* [Problem to work on] Collect each line of the entries that holds the string "usually".

[Saved entries]
******

PR #155, opened 2020-08-20
Tests for maximum_cost_estimate

gbiggs:
Adds tests relating to the `maximum_cost_estimate` option for planners.

Tests for setting and getting the option are provided.

Tests for the option's impact on planning are provided. These attempt to test rational allowable ranges. Currently the final test (`Cost limit just above actual required limit succeeds`) is failing.

The graph is probably overkill.

I'd welcome any suggests to make these tests more succinct, as well as any suggestions on what else should be tested.

Signed-off-by: Geoffrey Biggs <gbiggs@killbots.net>

### DIFF
--- a/rmf_traffic/test/unit/agv/test_Planner.cpp
+++ b/rmf_traffic/test/unit/agv/test_Planner.cpp
@@ -598,7 +598,7 @@ SCENARIO("Maximum Cost Estimates", "[maximum_cost_estimate]")
         options.maximum_cost_estimate(required_cost - 1e-6);
         planner.set_default_options(options);
         plan = planner.plan(start, goal);
-        CHECK(!plan);
+        CHECK_FALSE(plan);
       }
 
       THEN("Cost limit just above actual required limit succeeds")
--- a/rmf_traffic/test/unit/agv/test_Planner.cpp
+++ b/rmf_traffic/test/unit/agv/test_Planner.cpp
@@ -607,7 +607,7 @@ SCENARIO("Maximum Cost Estimates", "[maximum_cost_estimate]")
         options.maximum_cost_estimate(required_cost + 1e-6);
         planner.set_default_options(options);
         plan = planner.plan(start, goal);
-        CHECK(!plan);
+        CHECK(plan);
       }
     }
   }
--- a/rmf_traffic/test/unit/agv/test_Planner.cpp
+++ b/rmf_traffic/test/unit/agv/test_Planner.cpp
@@ -589,7 +589,7 @@ SCENARIO("Maximum Cost Estimates", "[maximum_cost_estimate]")
         options.maximum_cost_estimate(required_cost / 2);
         planner.set_default_options(options);
         plan = planner.plan(start, goal);
-        CHECK(!plan);
+        CHECK_FALSE(plan);
       }
 
       THEN("Cost limit just below actual required limit fails")
--- a/rmf_traffic/test/unit/agv/test_Planner.cpp
+++ b/rmf_traffic/test/unit/agv/test_Planner.cpp
@@ -458,6 +458,159 @@ SCENARIO("Test Options", "[options]")
     CHECK(*default_options.interrupt_flag());
   }
 
+  Planner::Options default_maxcostestimate(nullptr);
+  WHEN("Maximum cost estimate is default after default construction")
+  {
+    // Converting an optional to a bool returns false if it's empty, which is
+    // the default for constructing Options
+    CHECK(!default_maxcostestimate.maximum_cost_estimate());
+  }
+
+  double local_maximum_cost_estimate(3.14159);
+  Planner::Options set_maxcostestimate(
+    nullptr,
+    Planner::Options::DefaultMinHoldingTime,
+    interrupt_flag,
+    local_maximum_cost_estimate);
+  WHEN("Maximum cost estimate is set after construction")
+  {
+    CHECK(set_maxcostestimate.maximum_cost_estimate().value()
+      == Approx(local_maximum_cost_estimate).margin(1e-6));
+  }
+
+  WHEN("Set the maximum cost estimate")
+  {
+    local_maximum_cost_estimate = 42;
+    set_maxcostestimate.maximum_cost_estimate(local_maximum_cost_estimate);
+    CHECK(set_maxcostestimate.maximum_cost_estimate().value()
+      == Approx(local_maximum_cost_estimate).margin(1e-6));
+  }
+}
+
+SCENARIO("Maximum Cost Estimates", "[maximum_cost_estimate]")
+{
+  GIVEN("A graph")
+  {
+    const std::string test_map_name = "test_map";
+    rmf_traffic::agv::Graph graph;
+    graph.add_waypoint(test_map_name, {-5, -5}).set_passthrough_point(true); // 0
+    graph.add_waypoint(test_map_name, { 0, -5}).set_passthrough_point(true); // 1
+    graph.add_waypoint(test_map_name, { 5, -5}).set_passthrough_point(true); // 2
+    graph.add_waypoint(test_map_name, {10, -5}).set_passthrough_point(true); // 3
+    graph.add_waypoint(test_map_name, {-5, 0}); // 4
+    graph.add_waypoint(test_map_name, { 0, 0}); // 5
+    graph.add_waypoint(test_map_name, { 5, 0}); // 6
+    graph.add_waypoint(test_map_name, {10, 0}).set_passthrough_point(true); // 7
+    graph.add_waypoint(test_map_name, {10, 4}).set_passthrough_point(true); // 8
+    graph.add_waypoint(test_map_name, { 0, 8}).set_passthrough_point(true); // 9
+    graph.add_waypoint(test_map_name, { 5, 8}).set_passthrough_point(true); // 10
+    graph.add_waypoint(test_map_name, {10, 12}).set_passthrough_point(true); // 11
+    graph.add_waypoint(test_map_name, {12, 12}).set_passthrough_point(true); // 12
+    CHECK(graph.num_waypoints() == 13);
+
+    auto add_bidir_lane = [&](const std::size_t w0, const std::size_t w1)
+      {
+        graph.add_lane(w0, w1);
+        graph.add_lane(w1, w0);
+      };
+
+    add_bidir_lane(0, 1);
+    add_bidir_lane(1, 2);
+    add_bidir_lane(2, 3);
+    add_bidir_lane(1, 5);
+    add_bidir_lane(3, 7);
+    add_bidir_lane(4, 5);
+    add_bidir_lane(6, 10);
+    add_bidir_lane(7, 8);
+    add_bidir_lane(9, 10);
+    add_bidir_lane(10, 11);
+    add_bidir_lane(5, 9);
+    add_bidir_lane(11, 12);
+
+    const rmf_traffic::Profile profile = create_test_profile(UnitCircle);
+    const rmf_traffic::agv::VehicleTraits traits(
+      {0.7, 0.3}, {1.0, 0.45}, profile);
+    auto interrupt_flag = std::make_shared<bool>(false);
+
+    WHEN("Goal from 12->1")
+    {
+      const rmf_traffic::Time time = std::chrono::steady_clock::now();
+      const auto start = rmf_traffic::agv::Planner::Start{time, 12, 0.0};
+      const auto goal = rmf_traffic::agv::Planner::Goal{1};
+
+      THEN("No cost limit succeeds")
+      {
+        auto options = rmf_traffic::agv::Planner::Options{nullptr};
+        rmf_traffic::agv::Planner planner{
+          rmf_traffic::agv::Planner::Configuration{graph, traits},
+          options
+        };
+        auto plan = planner.plan(start, goal);
+        REQUIRE(plan);
+        REQUIRE(plan.cost_estimate());
+      }
+
+      THEN("Cost limit of zero fails")
+      {
+        auto options = rmf_traffic::agv::Planner::Options{
+          nullptr,
+          rmf_traffic::agv::Planner::Options::DefaultMinHoldingTime,
+          interrupt_flag,
+          0 // Maximum cost estimate must be 0
+        };
+        rmf_traffic::agv::Planner planner{
+          rmf_traffic::agv::Planner::Configuration{graph, traits},
+          options
+        };
+        auto plan = planner.plan(start, goal);
+        CHECK(!plan);
+      }
+    }
+
+    WHEN("Goal from 12->1 and known required cost limit")
+    {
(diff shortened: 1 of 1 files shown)


rmf_traffic/test/unit/agv/test_Planner.cpp
```diff
@@ -458,6 +458,159 @@ SCENARIO("Test Options", "[options]")
     CHECK(*default_options.interrupt_flag());
   }
 
+  Planner::Options default_maxcostestimate(nullptr);
+  WHEN("Maximum cost estimate is default after default construction")
+  {
+    // Converting an optional to a bool returns false if it's empty, which is
+    // the default for constructing Options
+    CHECK(!default_maxcostestimate.maximum_cost_estimate());
```
mxgrey, line 466:
```suggestion
    CHECK_FALSE(default_max_cost_estimate_options.maximum_cost_estimate());
```

Catch2 provides `CHECK_FALSE` which is the recommended way to test for false expectations. It makes the readout more clear when the test fails, and I think it makes the test expectations more explicit.

rmf_traffic/test/unit/agv/test_Planner.cpp
```diff
@@ -458,6 +458,159 @@ SCENARIO("Test Options", "[options]")
     CHECK(*default_options.interrupt_flag());
   }
 
+  Planner::Options default_maxcostestimate(nullptr);
```
mxgrey, line 461:
```suggestion
  Planner::Options default_max_cost_estimate_options(nullptr);
```

I'd like to discourage run-on words. I think that reduces readability :sweat_smile:

rmf_traffic/test/unit/agv/test_Planner.cpp
```diff
@@ -458,6 +458,159 @@ SCENARIO("Test Options", "[options]")
...
+  WHEN("Maximum cost estimate is default after default construction")
+  {
+    // Converting an optional to a bool returns false if it's empty, which is
+    // the default for constructing Options
+    CHECK(!default_maxcostestimate.maximum_cost_estimate());
+  }
+
+  double local_maximum_cost_estimate(3.14159);
```
mxgrey, line 469:
```suggestion
  double local_maximum_cost_estimate = 3.14159;
```

I'd recommend the assignment approach to initialization since I think that's usually more clear.

rmf_traffic/test/unit/agv/test_Planner.cpp
```diff
@@ -458,6 +458,159 @@ SCENARIO("Test Options", "[options]")
...
+  Planner::Options set_maxcostestimate(
```
mxgrey, line 470:
```suggestion
  Planner::Options set_max_cost_estimate_options(
```

rmf_traffic/test/unit/agv/test_Planner.cpp
```diff
@@ -458,6 +458,159 @@ SCENARIO("Test Options", "[options]")
...
+    nullptr,
+    Planner::Options::DefaultMinHoldingTime,
+    interrupt_flag,
+    local_maximum_cost_estimate);
+  WHEN("Maximum cost estimate is set after construction")
+  {
+    CHECK(set_maxcostestimate.maximum_cost_estimate().value()
```
mxgrey, line 477:
```suggestion
    CHECK(set_max_cost_estimate_options.maximum_cost_estimate().value()
```

rmf_traffic/test/unit/agv/test_Planner.cpp
```diff
@@ -458,6 +458,159 @@ SCENARIO("Test Options", "[options]")
...
+      == Approx(local_maximum_cost_estimate).margin(1e-6));
```
mxgrey, line 478:
```suggestion
      == Approx(local_maximum_cost_estimate));
```

The default margin should be okay here since we're expecting an exact binary match between these values.

rmf_traffic/test/unit/agv/test_Planner.cpp
```diff
@@ -458,6 +458,159 @@ SCENARIO("Test Options", "[options]")
...
+  }
+
+  WHEN("Set the maximum cost estimate")
+  {
+    local_maximum_cost_estimate = 42;
+    set_maxcostestimate.maximum_cost_estimate(local_maximum_cost_estimate);
+    CHECK(set_maxcostestimate.maximum_cost_estimate().value()
+      == Approx(local_maximum_cost_estimate).margin(1e-6));
```
mxgrey, line 486:
```suggestion
      == Approx(local_maximum_cost_estimate));
```

rmf_traffic/test/unit/agv/test_Planner.cpp
```diff
@@ -458,6 +458,159 @@ SCENARIO("Test Options", "[options]")
...
+  WHEN("Maximum cost estimate is set after construction")
+  {
+    CHECK(set_maxcostestimate.maximum_cost_estimate().value()
+      == Approx(local_maximum_cost_estimate).margin(1e-6));
+  }
+
+  WHEN("Set the maximum cost estimate")
+  {
+    local_maximum_cost_estimate = 42;
+    set_maxcostestimate.maximum_cost_estimate(local_maximum_cost_estimate);
```
mxgrey, line 484:
```suggestion
    set_max_cost_estimate_options.maximum_cost_estimate(local_maximum_cost_estimate);
```

rmf_traffic/test/unit/agv/test_Planner.cpp
```diff
@@ -458,6 +458,159 @@ SCENARIO("Test Options", "[options]")
...
+    CHECK(set_maxcostestimate.maximum_cost_estimate().value()
```
mxgrey, line 485:
```suggestion
    CHECK(set_max_cost_estimate_options.maximum_cost_estimate().value()
```

rmf_traffic/test/unit/agv/test_Planner.cpp
```diff
@@ -458,6 +458,159 @@ SCENARIO("Test Options", "[options]")
...
+
+      THEN("No cost limit succeeds")
+      {
+        auto options = rmf_traffic::agv::Planner::Options{nullptr};
+        rmf_traffic::agv::Planner planner{
+          rmf_traffic::agv::Planner::Configuration{graph, traits},
+          options
+        };
+        auto plan = planner.plan(start, goal);
+        REQUIRE(plan);
```
mxgrey, line 549: I'd suggest renaming `plan` to `result` since the result of attempting to produce a plan might or might not have actually succeeded in producing a plan.

Using other code in this test as a reference might make this matter confusing because the API went through a major revision since the time that most of this test file was written, but `Planner::plan(~)` produces a `Planner::Result` which is kind of like an `optional<Plan>` but with a lot more utilities, like being able to change some planning options and continue trying to plan.

rmf_traffic/test/unit/agv/test_Planner.cpp
```diff
@@ -458,6 +458,159 @@ SCENARIO("Test Options", "[options]")
...
+        REQUIRE(plan.cost_estimate());
```
mxgrey, line 550: There's no reason to expect the `Planner::Result` to still have a cost estimate after it has finished finding a plan. The `cost_estimate` field is only meant to be used when a planning effort has been interrupted; it's meant to help you decide whether or not you should continue bothering to search for a plan.

To get the final cost of a plan that's been successfully found, you could do `->get_cost()` on a `Planner::Result` where `->` provides access into a `Plan` object when a `Planner::Result` has successfully found a plan.

rmf_traffic/test/unit/agv/test_Planner.cpp
```diff
@@ -458,6 +458,159 @@ SCENARIO("Test Options", "[options]")
...
+          rmf_traffic::agv::Planner::Options::DefaultMinHoldingTime,
+          interrupt_flag,
+          0 // Maximum cost estimate must be 0
+        };
+        rmf_traffic::agv::Planner planner{
+          rmf_traffic::agv::Planner::Configuration{graph, traits},
+          options
+        };
+        auto plan = planner.plan(start, goal);
+        CHECK(!plan);
```
mxgrey, line 566:
```suggestion
        CHECK_FALSE(plan);
```

rmf_traffic/test/unit/agv/test_Planner.cpp
```diff
@@ -458,6 +458,159 @@ SCENARIO("Test Options", "[options]")
...
+      const auto goal = rmf_traffic::agv::Planner::Goal{1};
+
+      auto options = rmf_traffic::agv::Planner::Options{nullptr};
+      rmf_traffic::agv::Planner planner{
+        rmf_traffic::agv::Planner::Configuration{graph, traits},
+        options
+      };
+      auto plan = planner.plan(start, goal);
+      REQUIRE(plan);
+      REQUIRE(plan.cost_estimate());
```
mxgrey, line 583: As explained earlier, this shouldn't be a requirement or expectation.

rmf_traffic/test/unit/agv/test_Planner.cpp
```diff
@@ -458,6 +458,159 @@ SCENARIO("Test Options", "[options]")
...
+      auto required_cost = plan.cost_estimate().value();
```
mxgrey, line 584:
```suggestion
      auto required_cost = plan->get_cost();
```

rmf_traffic/test/unit/agv/test_Planner.cpp
```diff
@@ -458,6 +458,159 @@ SCENARIO("Test Options", "[options]")
...
+
+      THEN("Cost limit half actual required limit fails")
+      {
+
```
mxgrey, line 588: Unnecessary whitespace

rmf_traffic/test/unit/agv/test_Planner.cpp
```diff
@@ -458,6 +458,159 @@ SCENARIO("Test Options", "[options]")
...
+        options.maximum_cost_estimate(required_cost / 2);
+        planner.set_default_options(options);
+        plan = planner.plan(start, goal);
+        CHECK(!plan);
```
mxgrey, line 592:
```suggestion
        CHECK_FALSE(plan);
```

rmf_traffic/test/unit/agv/test_Planner.cpp
```diff
@@ -458,6 +458,159 @@ SCENARIO("Test Options", "[options]")
...
+      }
+
+      THEN("Cost limit just below actual required limit fails")
+      {
+
+        options.maximum_cost_estimate(required_cost - 1e-6);
+        planner.set_default_options(options);
+        plan = planner.plan(start, goal);
+        CHECK(!plan);
```
mxgrey, line 601:
```suggestion
        CHECK_FALSE(plan);
```

rmf_traffic/test/unit/agv/test_Planner.cpp
```diff
@@ -458,6 +458,159 @@ SCENARIO("Test Options", "[options]")
...
+      }
+
+      THEN("Cost limit just above actual required limit succeeds")
+      {
+
+        options.maximum_cost_estimate(required_cost + 1e-6);
+        planner.set_default_options(options);
+        plan = planner.plan(start, goal);
+        CHECK(!plan);
```
mxgrey, line 610:
```suggestion
        CHECK(plan);
```

Looks like this expectation got accidentally flipped.

rmf_traffic/test/unit/agv/test_Planner.cpp
gbiggs: Sorry, I missed changing that one! I usually don't use them myself (this is why we have auto-complete, right?), but probably got lazy here...

rmf_traffic/test/unit/agv/test_Planner.cpp
```diff
@@ -458,6 +458,154 @@ SCENARIO("Test Options", "[options]")
...
+  WHEN("Maximum cost estimate is set after construction")
+  {
+    CHECK(set_max_cost_estimate_options.maximum_cost_estimate().value()
+      == Approx(local_maximum_cost_estimate));
+  }
+
+  WHEN("Set the maximum cost estimate")
+  {
+    local_maximum_cost_estimate = 42;
+    set_max_cost_estimate_options.maximum_cost_estimate(local_maximum_cost_estimate);
```
mxgrey, line 484: Maybe add

```
REQUIRE(set_max_cost_estimate_options.maximum_cost_estimate());
```

here too, for the same reason as above.

rmf_traffic/test/unit/agv/test_Planner.cpp
```diff
@@ -458,6 +458,154 @@ SCENARIO("Test Options", "[options]")
...
+    add_bidir_lane(7, 8);
+    add_bidir_lane(9, 10);
+    add_bidir_lane(10, 11);
+    add_bidir_lane(5, 9);
+    add_bidir_lane(11, 12);
+
+    const rmf_traffic::Profile profile = create_test_profile(UnitCircle);
+    const rmf_traffic::agv::VehicleTraits traits(
+      {0.7, 0.3}, {1.0, 0.45}, profile);
+    auto interrupt_flag = std::make_shared<bool>(false);
```
mxgrey, line 533: Just a remark: When creating the `Planner::Options` below, you could just pass in a `nullptr` instead of actually creating an `interrupt_flag` that's always false. If a `nullptr` is given for the interrupt flag, then the planner will just run without being interrupted.

It doesn't really matter, though; it won't impact the test.

rmf_traffic/test/unit/agv/test_Planner.cpp
```diff
@@ -458,6 +458,154 @@ SCENARIO("Test Options", "[options]")
...
+
+    WHEN("Goal from 12->1")
+    {
+      const rmf_traffic::Time time = std::chrono::steady_clock::now();
+      const auto start = rmf_traffic::agv::Planner::Start{time, 12, 0.0};
+      const auto goal = rmf_traffic::agv::Planner::Goal{1};
+
+      THEN("No cost limit succeeds")
```
mxgrey, line 541:
```suggestion
      THEN("Success when there is no cost limit")
```

I kept reading "No cost limit succeeds" as saying that no cost limit would result in a success, so I think this rephrasing should make it a bit more clear.

rmf_traffic/test/unit/agv/test_Planner.cpp
```diff
@@ -458,6 +458,154 @@ SCENARIO("Test Options", "[options]")
...
+        options
+      };
+      auto result = planner.plan(start, goal);
+      REQUIRE(result);
+      auto required_cost = result->get_cost();
+
+      THEN("Cost limit half actual required limit fails")
+      {
+        options.maximum_cost_estimate(required_cost / 2);
+        planner.set_default_options(options);
```
mxgrey, line 587: Instead of changing the default options for the planner, you should be able to just call

```
result = planner.plan(start, goal, options);
```

mxgrey (approved):
Thanks for iterating on this!

I have a few more final remarks, but they're largely inconsequential :+1:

******

* [Solution for this exercise]
I'd recommend the assignment approach to initialization since I think that's usually more clear.
gbiggs: Sorry, I missed changing that one! I usually don't use them myself (this is why we have auto-complete, right?), but probably got lazy here...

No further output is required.